--- Work required ---
Wherever a line holds the word "begin", copy that line from the data.

--- Information given ---
PR #573, opened 2024-06-12
Fix logging "starting service:..."

oliverjantar:
## PR Type

Bug Fix 

## PR Checklist

## Overview
When starting a server, message `"starting service: "{}", workers: {}, listening on: {}"` is never logged. 
The issue happens when [mapping](https://github.com/actix/actix-net/blob/912daa3d0aeb2bc09889a6d200ccef839ad6764a/actix-server/src/server.rs#L186) a `builder.sockets` and using `mem::take()` that replaces the original value with default. Since `builder.sockets` is empty, it won't log anything in the [for cycle](https://github.com/actix/actix-net/blob/912daa3d0aeb2bc09889a6d200ccef839ad6764a/actix-server/src/server.rs#L201).

### DIFF
--- a/actix-server/src/server.rs
+++ b/actix-server/src/server.rs
@@ -183,11 +183,6 @@ impl ServerInner {
     }
 
     fn run_sync(mut builder: ServerBuilder) -> io::Result<(Self, ServerEventMultiplexer)> {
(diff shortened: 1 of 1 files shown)


robjtede (approved):
well spotted, thanks 👍🏻

PR #599, opened 2024-09-04
Change with_tokio_rt to accept Arc<Runtime>.

gz:
This allows to share tokio runtimes across different sub-systems inside your application.

## PR Type

Feature, Refactor

https://github.com/actix/actix-net/issues/580

## PR Checklist

## Overview

The current signature of https://docs.rs/actix-rt/latest/actix_rt/struct.System.html#method.with_tokio_rt expects a `Runtime`. It would be better if I can supply an Arc<Runtime> instead. The reason being that is that in a bigger application we have multiple systems trying to leverage tokio. With the given API I still need to create a separate runtime for actix. Having the same runtime is helpful for better control over CPU resources as there aren't `n` runtimes competing for CPU time.

FWIW this is a breaking change so if there alternative ways to achieve this I'm happy to give those a try too.

### DIFF
--- a/actix-rt/examples/multi_thread_system.rs
+++ b/actix-rt/examples/multi_thread_system.rs
@@ -10,6 +10,7 @@ fn main() {
             .worker_threads(2)
             .enable_all()
             .build()
+            .map(std::sync::Arc::new)
             .unwrap()
     })
     .block_on(async_main());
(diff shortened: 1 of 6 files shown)


robjtede:
To avoid breaks we could add a new method for this.

robjtede:
closing due to inactivity and that actix-rt will likely be deprecated soon

PR #852, opened 2026-04-11
perf(bytestring): improve `From<ByteString> for String` performance

JohnTitor:
## PR Type

INSERT_PR_TYPE

## PR Checklist

- [ ] Format code with the latest stable rustfmt

## Overview

`ToString` requires an extra allocation when converting: https://github.com/rust-lang/rust/blob/c7c14d4fb0310429e05e1a24dcf879053ee25b09/library/alloc/src/string.rs#L2911

Since we assume the value is UTF-8, it should be okay to use `String::from_utf8` just like other convension.

Verified the effect roughly with:
```rs
const STRING_LEN: usize = 65536;

fn owned_bytestring() -> ByteString {
    ByteString::from("a".repeat(STRING_LEN))
}

fn bench_string_conversion(c: &mut Criterion) {
    c.bench_function("bytestring_into_string_from_owned_buffer", |b| {
        b.iter_batched(
            owned_bytestring,
            |value| black_box(String::from(value)),
            BatchSize::SmallInput,
        );
    });
}
```

### DIFF
--- a/bytestring/src/lib.rs
+++ b/bytestring/src/lib.rs
@@ -6,11 +6,7 @@
 
 extern crate alloc;
 
-use alloc::{
-    boxed::Box,
-    string::{String, ToString},
-    vec::Vec,
-};
+use alloc::{boxed::Box, string::String, vec::Vec};
 use core::{borrow::Borrow, fmt, hash, ops, str};
 
 use bytes::Bytes;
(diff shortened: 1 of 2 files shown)


bytestring/src/lib.rs
```diff
@@ -189,7 +185,7 @@ impl From<Box<str>> for ByteString {
 impl From<ByteString> for String {
     #[inline]
     fn from(value: ByteString) -> Self {
-        value.to_string()
+        String::from_utf8(value.0.into()).expect("ByteString invariant violated")
```
robjtede, line 188: given we impl `Deref` using unsafe, it wouldn't be crazy to use `String::from_utf8_unchecked` here

JohnTitor: Ah great idea, will do that.

PR #865, opened 2026-04-26
perf(bytestring): micro-improve performance against ASCII conv

JohnTitor:
## PR Type

INSERT_PR_TYPE

## PR Checklist

- [ ] Format code with the latest stable rustfmt

## Overview

Another one, improve performance against ASCII to avoid UTF-8 convension. On local benchmarks, it shows roughly 20-30% improvement.
Since I assume most values would be ASCII, I expect this would be benefitical for most usecases.


robjtede (approved):
cool, TIL about slice::is_ascii

PR #870, opened 2026-04-30
perf(codec): improve performance by storing next index

JohnTitor:
## PR Type

perf

## PR Checklist

## Overview

Improve performance from `O(n^2)` to `O(n)` by storing next_index in `LinesCodec`. The idea is from https://docs.rs/tokio-util/latest/src/tokio_util/codec/lines_codec.rs.html.
Didn't touch the changelog as it's unreleased yet.


robjtede:
thoughts on a `.reset()` method, in case someone legit wants to use the same struct for a new buffer ?

JohnTitor:
After some thinking of this, it'd be a bit tricky to support such a usecase as it might cause index corruption. In https://github.com/actix/actix-net/pull/870/changes/d26ccb6c0bdf0b054e95c3aa18737673d5cf9a25, I tightened its availability for external use for now. Maybe we could revisit this topic if someone wants to use it.

robjtede (approved):

PR #930, opened 2026-08-03
Propagate graceful shutdown to server services

robjtede:
## Summary

- add a sticky, read-only `GracefulShutdownSignal`
- expose it through `ServerBuilder::graceful_shutdown_signal()`
- notify listeners before workers begin a graceful shutdown

## Why

Connection service futures are detached from the worker shutdown command. Protocol dispatchers therefore need a server-owned notification to stop accepting work and drain their current operation while the worker waits for active connections.

The signal is emitted for every graceful stop source, including OS signals, `ServerHandle::stop(true)`, and `ServerBuilder::shutdown_signal()`.

## Validation

- `cargo test -p actix-server --lib -- --nocapture`
- `just clippy`
- `cargo test -p actix-server --doc`


JohnTitor (approved):
Looks good!

Issue #597, opened 2024-09-03
Use the new tokio `LocalRuntime` in `actix_rt`


Sytten:
**This is a tracking issue**

Tokio is deprecating the `LocalSet` (https://github.com/tokio-rs/tokio/issues/6741) in favour of a new `LocalRuntime` (https://github.com/tokio-rs/tokio/issues/6739) which will avoid panics if a user mixes `tokio::spawn` with `tokio::spawn_local`/`actix_rt::spawn`. It should also improve performances.

Once this is released we should migrate to the new runtime.

Noah-Kennedy:
This is also likely to improve your performance a bit.

robjtede:
It's also possible that LocalRuntime will be easy enough to use that we can just make actix-rt optional altogether.

Noah-Kennedy:
> It's also possible that `LocalRuntime` will be easy enough to use that we can just make actix-rt optional altogether. In particular, if there's a `#[tokio::main(flavor = "local")]` or similar.

You should leave this in the LocalSet issue thread as well so folks know that the macros are something you care about.

Sytten:
We will still need the system and arbiter concepts so pretty sure we will keep the crate around for some time.

robjtede:
We'd only need them for actors. The crate can stay around but it would be removed from the dependency tree of `actix-web` in a major release.

Darksonn:
Is this something we can do now? I looked a bit at the actix-rt crate, and the API is a bit difficult to work with as it has constructors that take values of type `Runtime` rather than the new `LocalRuntime` type.

Sruhvx-jpg:
u could patch this post gta 6's release so we could say "we got gta 6 before actix net's single patch"

robjtede:
Instead of breaking actix-rt, we will likely deprecate it soon and it won't be used in Actix Web v5.

`actix-server` (when running in pure Tokio mode) now uses `LocalRuntime` for workers.

Sytten:
So no Arbiter anymore I am guessing? Aka actix actor wont run on those.

robjtede:
`actix` is kinda soft-deprecated. In -web v5 planning I'd been thinking to drop -rt altogether in which case both crates would be marked deprecated officially.

I don't personally want to maintain the actor system any more.

Sytten:
I need to migrate off of it myself so this pushes it in the right direction.

PR #943, opened 2026-08-24
feat: use Tokio LocalRuntime for server workers

robjtede:
## Summary

- use Tokio `LocalRuntime` for worker initialization and execution in a plain Tokio runtime
- remove cross-thread `Handle::block_on` and `LocalSet` from that worker path
- raise the Tokio minimum to 1.51 and cover timer-backed factory initialization

Refs #597

### DIFF
--- a/actix-server/src/worker.rs
+++ b/actix-server/src/worker.rs
@@ -18,9 +18,12 @@ use actix_rt::{
     Arbiter, ArbiterHandle, System,
 };
 use futures_core::{future::LocalBoxFuture, ready};
-use tokio::sync::{
-    mpsc::{unbounded_channel, UnboundedReceiver, UnboundedSender},
-    oneshot,
+use tokio::{
+    runtime::{Builder, LocalOptions},
+    sync::{
+        mpsc::{unbounded_channel, UnboundedReceiver, UnboundedSender},
+        oneshot,
+    },
 };
 use tracing::{error, info, trace};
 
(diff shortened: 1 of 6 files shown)


robjtede:
@Darksonn is it this easy? Anything I should add to the changelog w.r.t. migrations or possible compat issues?

actix-server/src/worker.rs
```diff
@@ -305,17 +308,20 @@ impl ServerWorker {
...
+                        let rt = Builder::new_current_thread()
+                            .enable_all()
+                            .max_blocking_threads(config.max_blocking_threads)
+                            .build_local(LocalOptions::default())
+                            .unwrap();
 
-                        // init services using existing Tokio runtime (so probably on main thread)
-                        let services = rt_handle.block_on(ls.run_until(async {
+                        // init services using the worker's local runtime
+                        let services = rt.block_on(async {
```
Darksonn, line 324: It looks like this changes the behavior slightly by introducing a per worker `spawn_blocking()` pool, whereas previously it used the pool from the existing runtime.

Darksonn (commented):
Other than one thing, this seems like it shouldn't change anything else.

actix-server/src/worker.rs
robjtede: Thanks for looking. I'll have a think about the observable effects of that.

Darksonn: Wait ... the old code also creates a new runtime. So you're only changing what happens during the `factory.create()` call. Once you get past that, the old code switches to using a separate runtime too, so only the factory creation is even affected to begin with.

robjtede: Yea that's what I'm thinking. Could actually be seen as a bug in existing code. I can imagine factory create stage doing CPU pinning for example.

--- Exercise solution ---
- notify listeners before workers begin a graceful shutdown
Darksonn: Wait ... the old code also creates a new runtime. So you're only changing what happens during the `factory.create()` call. Once you get past that, the old code switches to using a separate runtime too, so only the factory creation is even affected to begin with.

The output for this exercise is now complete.